**Task objective:** Set down the records below in full, exactly as they read.

**Dataset entries:**
PR #3185, opened 2022-01-27
Allow testing `AccessChecker` via `NessieJaxrsExtension`

snazy:
This allows upcoming PR(s) to run tests in nessie-jaxrs-tests via Jersey that supply mocked/custom `AccessContext` implementations. Also adds a convenience `DefaultAccessContext` implementation.

### DIFF
--- a/servers/jax-rs/src/main/java/org/projectnessie/services/authz/AccessCheckerExtension.java
+++ b/servers/jax-rs/src/main/java/org/projectnessie/services/authz/AccessCheckerExtension.java
@@ -16,6 +16,7 @@
 package org.projectnessie.services.authz;
 
 import java.security.AccessControlException;
+import java.util.function.Supplier;
 import javax.enterprise.context.ApplicationScoped;
 import javax.enterprise.event.Observes;
 import javax.enterprise.inject.Default;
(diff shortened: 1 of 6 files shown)


servers/jax-rs/src/main/java/org/projectnessie/services/authz/AccessCheckerExtension.java
```diff
@@ -27,51 +28,99 @@
 
 /** This class needs to be in the same package as {@link AccessChecker}. */
 public class AccessCheckerExtension implements Extension {
-  public static final AccessChecker ACCESS_CHECKER =
+  private static final AccessChecker NOOP_ACCESS_CHECKER = new DefaultAccessChecker();
+
+  private volatile Supplier<AccessChecker> accessCheckerSupplier;
```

**Solution:**
PR #3185, opened 2022-01-27
Allow testing `AccessChecker` via `NessieJaxrsExtension`

snazy:
This allows upcoming PR(s) to run tests in nessie-jaxrs-tests via Jersey that supply mocked/custom `AccessContext` implementations. Also adds a convenience `DefaultAccessContext` implementation.

### DIFF
--- a/servers/jax-rs/src/main/java/org/projectnessie/services/authz/AccessCheckerExtension.java
+++ b/servers/jax-rs/src/main/java/org/projectnessie/services/authz/AccessCheckerExtension.java
@@ -16,6 +16,7 @@
 package org.projectnessie.services.authz;
 
 import java.security.AccessControlException;
+import java.util.function.Supplier;
 import javax.enterprise.context.ApplicationScoped;
 import javax.enterprise.event.Observes;
 import javax.enterprise.inject.Default;
(diff shortened: 1 of 6 files shown)


servers/jax-rs/src/main/java/org/projectnessie/services/authz/AccessCheckerExtension.java
```diff
@@ -27,51 +28,99 @@
 
 /** This class needs to be in the same package as {@link AccessChecker}. */
 public class AccessCheckerExtension implements Extension {
-  public static final AccessChecker ACCESS_CHECKER =
+  private static final AccessChecker NOOP_ACCESS_CHECKER = new DefaultAccessChecker();
+
+  private volatile Supplier<AccessChecker> accessCheckerSupplier;
```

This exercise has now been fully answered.